The average Restaurant Manager salary is $42,999 per year or $22 per hour. This is around 1.3 times more than the Median wage of the country. Entry level positions start at $30,000 while most experienced workers make up to $60,000. These results are based on 1,369 salaries extracted from job descriptions.
- Interpersonal, leadership, and communication skills:
- Communicating clearly, both verbally and in writing, in order to create a clear and communicative environment with staff, as well as having great listening skills;
- displaying strong customer service skills;
- having great leadership skills in order to manage a large number of employees;
- speaking with customers and staff using clear, professional, and respectful language at all times, being able to work cohesively with the Executive Chef and an Assistant Manager; and
- being able to deal with a diverse group of people in potentially adversarial situations using a calm, polite, tactful, discreet, and effective approach.
- Organizational and time management skills:
- Having strong multitasking skills; being able to work under pressure in a dynamic, fast-paced environment;
- being able to set priorities;
- being highly responsible and reliable; and
- being organized, detail oriented, and structured.
- Analytical, problem-solving, and decision-making skills:
- Being driven to achieve goals, as well as motivating the staff to achieve team goals;
- identifying issues and resolving problems in a timely manner; and
- being able to remain calm and make effective decisions using good judgment in stressful situations.
- Self-motivated, decisive, responsible, and driven to provide the best service.
- Physical strength and stamina:
- Being able to stand and walk during an entire work shift.
Aside from the skills listed above, Restaurant Managers also need to possess strong business acumen, including an understanding of budgets and operating costs. College education is not usually required for the Manager position, most applicants qualify with a high school diploma and long-term work experience in the Food Services industry as a Cook, Server, or Counter Attendant, often spending years working under the direction of an experienced worker, learning the necessary skills before they are promoted to Manager positions. However, some receive training at a community college, technical or vocational school, or culinary school. A degree or diploma in Hotel Management, Restaurant Management, Hospitality Management, or Business Studies may boost the candidate’s chances of securing a position.

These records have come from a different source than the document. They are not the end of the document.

PR #53, opened 2024-07-12
Standardize Python extensions and formatting settings.

MattIrv:
This will make sure we're all using the same formatter and settings.

### DIFF
--- a/.vscode/settings.json
+++ b/.vscode/settings.json
@@ -1,9 +1,20 @@
 {
-    "editor.formatOnSave": true,
+    "[python]": {
+        "editor.formatOnSaveMode": "file",
+        "editor.formatOnSave": true,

All Restaurant Managers must have a decent amount of relevant work experience before applying. They are usually required to have a minimum of 3 to 5 years of experience in a managerial position, as well as a demonstrated ability to motivate and lead others. Furthermore, extensive knowledge of restaurant operations, food and beverage, and an excellent understanding of the upscale dining industry is a must.
Many Restaurant Managers work long hours, and the job is often hectic. Dealing with unhappy customers can sometimes be stressful. They must be able to work flexible schedules, including weekends and holidays, as well as to stand and walk for an 8 to 12-hour long shift. A typical working day requires the Restaurant Manager to be available well in advance of the restaurant’s opening time and to stay long after it closes.